Access remote data instead of downloading it

Hello,

I would like to version a Dataset of 20 TB that continue to increase in a bucket S3.

Some colleagues and myself will run some experiments using this data on our PCs, there is a way to access the remote (using boto3 or other option) data instead of downloading it with dvc pull ?

Hi @ecram, I have some questions to help determine what would be best.

  1. How is the data generated? Do you generate it locally and dvc push to s3, or is it updated directly in s3?
  2. Since you have 20 TB, will you be running experiments on all of it or some subset? If you will use a subset, how do you select the subset?
  3. Are files ever modified or deleted, or are they only added?
  4. Do you have versioning enabled on your s3 bucket?

Hi dberenbaum,

Please find my answers in bold.

  1. How is the data generated? Do you generate it locally and dvc push to s3, or is it updated directly in s3? We collect it and then upload it to our S3 bucket
  2. Since you have 20 TB, will you be running experiments on all of it or some subset? If you will use a subset, how do you select the subset? Most of the time we run experiment using the full 20 TB of data
  3. Are files ever modified or deleted, or are they only added? We mainly add new files, but we have a few rare cases that require that we update our files (for example correct the annotated value)
  4. Do you have versioning enabled on your s3 bucket? No, we only have the raw data.

You mention that the annotations might change. What is the structure of your data? Do you have separate annotations and raw data (like images or text)? What format are the annotations and how do they refer to the raw data? I’m wondering whether it is worthwhile to version all 20 TB or only the annotations, especially if the raw data is never modified or deleted.

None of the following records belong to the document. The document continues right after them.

PR #47, opened 2020-03-03
[FLINK-16326] [core] Eagerly validate strictly required Flink configurations

tzulitai:
This PR achieves the following:
- 7850755 .Make it clearer in the base `flink-conf.yaml` template what configurations should not be touched. Also add `execution.checkpointing.max-concurrent-checkpoints: 1` to the template since Stateful Functions currently does not support concurrent checkpoints.
- 5706462 Add eager validation of the strictly required Flink configs to `StatefulFunctionsConfig` class.
- d8c2739 Adapt the Flink Harness to these changes.

---

### Verifying

I've verified this for both Flink Harness executions as well as end-to-end containerized executions.
- For Flink Harness executions, I executed the harness example (which fails without d8c2739).
- For end-to-end executions, I did `mvn clean verify -Prun-e2e-tests`

### DIFF
--- a/statefun-flink/statefun-flink-core/src/main/java/org/apache/flink/statefun/flink/core/StatefulFunctionsConfig.java
+++ b/statefun-flink/statefun-flink-core/src/main/java/org/apache/flink/statefun/flink/core/StatefulFunctionsConfig.java
@@ -25,16 +25,22 @@ import java.lang.reflect.InvocationTargetException;
 import java.lang.reflect.Method;
 import java.util.Collections;
 import java.util.HashMap;
+import java.util.HashSet;
+import java.util.Locale;
 import java.util.Map;
 import java.util.Objects;
+import java.util.Set;
 import org.apache.flink.configuration.ConfigOption;
 import org.apache.flink.configuration.ConfigOptions;
 import org.apache.flink.configuration.Configuration;
+import org.apache.flink.configuration.CoreOptions;
 import org.apache.flink.configuration.GlobalConfiguration;
 import org.apache.flink.configuration.MemorySize;
 import org.apache.flink.configuration.description.Description;
+import org.apache.flink.statefun.flink.core.exceptions.StatefulFunctionsInvalidConfigException;
 import org.apache.flink.statefun.flink.core.message.MessageFactoryType;
 import org.apache.flink.statefun.sdk.spi.StatefulFunctionModule;
+import org.apache.flink.streaming.api.environment.ExecutionCheckpointingOptions;
 import org.apache.flink.streaming.api.environment.StreamExecutionEnvironment;
 import org.apache.flink.streaming.api.environment.StreamPlanEnvironment;
 import org.apache.flink.util.InstantiationUtil;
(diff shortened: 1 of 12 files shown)


statefun-flink/statefun-flink-core/src/main/java/org/apache/flink/statefun/flink/core/StatefulFunctionsConfig.java
```diff
@@ -243,4 +246,34 @@ public void addAllGlobalConfigurations(Map<String, String> globalConfigurations)
   public void setGlobalConfiguration(String key, String value) {
     this.globalConfigurations.put(key, value);
   }
+
+  private static void validateStrictlyRequiredConfigs(Configuration configuration) {
```
igalshilman: Can you extract the validation logic to a separate class?
It can be an inner static class for now, or a separate class with validation specific logic.

statefun-flink/statefun-flink-core/src/main/java/org/apache/flink/statefun/flink/core/StatefulFunctionsConfig.java
```diff
@@ -243,4 +246,34 @@ public void addAllGlobalConfigurations(Map<String, String> globalConfigurations)
...
+    final Set<String> parentFirstClassloaderPatterns =
+        parentFirstClassloaderPatterns(configuration);
+    if (!parentFirstClassloaderPatterns.contains("org.apache.flink.statefun")
+        && !parentFirstClassloaderPatterns.contains("org.apache.kafka")
```
igalshilman: shouldn't that be an `||`instead of `&&` ?

tzulitai: Yes you're right, it should be `||` :)

sjwiesman: nit: I think the semantics would be clearer if you put the strings in a static final List and then did `parentFirstClassloaderPatterns.containsAll`.

statefun-flink/statefun-flink-core/src/main/java/org/apache/flink/statefun/flink/core/StatefulFunctionsConfig.java
```diff
@@ -243,4 +246,34 @@ public void addAllGlobalConfigurations(Map<String, String> globalConfigurations)
...
+          CoreOptions.ALWAYS_PARENT_FIRST_LOADER_PATTERNS_ADDITIONAL,
+          "Must contain org.apache.flink.statefun, org.apache.kafka, and com.google.protobuf");
+    }
+
+    final int maxConcurrentCheckpoints =
+        configuration.get(ExecutionCheckpointingOptions.MAX_CONCURRENT_CHECKPOINTS);
+    if (maxConcurrentCheckpoints != 1) {
+      throw new StatefulFunctionsInvalidConfigException(
+          ExecutionCheckpointingOptions.MAX_CONCURRENT_CHECKPOINTS,
+          "Value must be 1, since Stateful Functions currently does not support concurrent checkpoints.");
```
sjwiesman: nit
```suggestion
          "Value must be 1, Stateful Functions does not support concurrent checkpoints.");
```

tzulitai:
Thanks for the reviews @igalshilman @sjwiesman!
All your comments have been addressed with the suggestions.

Will proceed to merge this now ..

Also, are you able to enable versioning on your s3 bucket? Take a look at Using versioning in S3 buckets - Amazon Simple Storage Service if you are unfamiliar. That would mean s3 would automatically version all the data for you already.

1 Like

That’s a good idea, thank you for your support.

Currently I am trying to add only the annotations (small files that sum up ~ 4 GB) but dvc add takes more than 1 hour to complete. Is this normal ?

It’s not unusual that DVC is slow with many small files (we are working on improving it), but an hour for 4 GB sounds longer than expected. Can you follow up with this info:

  • How many small files do you have?
  • How are you adding them and where are they stored?
  • Can you share the output of dvc doctor?

Sure:

  • I have 1689965 files
  • I add them using dvc add /PATH/TO/DIR inside DIR I have all the annotation files
  • Here is the output of dvc Doctor

DVC version: 2.45.1 (pip)

Platform: Python 3.8.16 on Linux-4.15.0-132-generic-x86_64-with-glibc2.27
Subprojects:
dvc_data = 0.40.3
dvc_objects = 0.19.3
dvc_render = 0.2.0
dvc_task = 0.1.11
dvclive = 2.1.0
scmrepo = 0.1.11
Supports:
http (aiohttp = 3.8.4, aiohttp-retry = 2.8.3),
https (aiohttp = 3.8.4, aiohttp-retry = 2.8.3),
s3 (s3fs = 2023.1.0, boto3 = 1.24.96)
Cache types: reflink, hardlink, symlink
Cache directory: btrfs on /dev/nvme0n1p3
Caches: local
Remotes: s3
Workspace directory: btrfs on /dev/nvme0n1p3
Repo: dvc, git

I would like to add that DVC push takes too long for only 4GB of data, using boto3 I can upload 900 GB in the same time (16 h). Have you tried to improve this by using something like this amazon web services - How can I increase my AWS s3 upload speed when using boto3? - Stack Overflow ?

@ecram Wait, it took 16h to upload that? That’s not normal, we are probably leaking some resources somewhere before actually using boto. The 1.6M of files is probably the cause, we need to take a closer look.

Hi @kupruser ,

Indeed and it failed to upload a few files, the message said that put_object failed, I had a similar issue when using boto3, I solve it using the link I posted above (TransferManager).

Please let me know if I can help you with some additional information.